An easy tempura recipe that can be made without deep-frying: "Eggplant Crispy Fry." Adding oil to the batter creates a surprisingly light and crispy texture. It's healthy and time-saving as it's simply pan-fried with little oil. The contrast between the creamy eggplant inside and the crispy coating is exquisite. Enjoy this Japanese-style dish with grated daikon radish and mentsuyu.
Ingredients
Main Ingredients (2 servings)
- 2 eggplants
Seasonings
- [A] 5 tbsp flour (approx. 40g)
- [A] 4-5 tbsp water
- [A] 1 tbsp vegetable oil
- [A] Pinch of salt
- Vegetable oil, as needed
- [B] Grated daikon radish, to taste
- [B] Grated ginger, to taste
- [B] Mentsuyu, to taste
Steps
- In a bowl, add 5 tbsp flour (approx. 40g), a pinch of salt, and 1 tbsp vegetable oil, and mix briefly.
- Add 4-5 tbsp water and mix thoroughly until a batter with some lumps remains. [This is the key!] Adding oil to the batter makes it crispy.
- Trim the tough parts of the stems of the 2 eggplants as if sharpening a pencil.
- Slice the eggplants diagonally into about 1cm thick pieces. [This is the key!] Cutting them wide makes the batter easier to coat.
- Heat vegetable oil, as needed, in a frying pan, and coat the sliced eggplants with the batter.

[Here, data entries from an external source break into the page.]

PR #449, opened 2022-08-07
fix manual clip bug in S5

lkreidberg:
this PR fixes a bug in S5 for manually clipping data points. The lc and meta arrays are now updated when the manual_clip function is called in s5_fit.py

### DIFF
--- a/src/eureka/S5_lightcurve_fitting/s5_fit.py
+++ b/src/eureka/S5_lightcurve_fitting/s5_fit.py
@@ -135,7 +135,7 @@ def fitlc(eventlabel, ecf_path=None, s4_meta=None):
 
             if hasattr(meta, 'manual_clip') and meta.manual_clip is not None:
                 # Remove requested data points
-                util.manual_clip(lc, meta, log)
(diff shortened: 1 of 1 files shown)


taylorbell57:
Out of curiosity, did this actually not work as is, or were you worried it wouldn't based on reading the code? I would've expected it to work just fine since python passes variables by reference into functions, so the functions are editing the original copies of the variables and we shouldn't need to return meta, lc, or log (but I have been just to help communicate to the reader that they've been changed). If this actually doesn't work as it is in the main branch, then we will need to do some careful checking elsewhere to make sure a similar bug isn't happening in other places

lkreidberg:
it didn't work! I was surprised, because I also thought the variables should have been updated. Not sure what happened here, but after the explicit assignment everything was fine!

sebastian-zieba:
Yeah, I had exactly the same problem like Laura

taylorbell57:
Huh, that's super strange! Thanks for the patch!

taylorbell57 (approved):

- Pan-fry the battered eggplants. [This is the key!] Cook while occasionally flipping them, ensuring both sides are crispy and the inside is creamy. Add vegetable oil, as needed, if necessary.
- Cook the remaining eggplants in the same way.
- Arrange the cooked eggplants on a plate, and serve with grated daikon radish, to taste, and grated ginger, to taste.
- Pour mentsuyu, to taste, into a small dish and serve as a dipping sauce.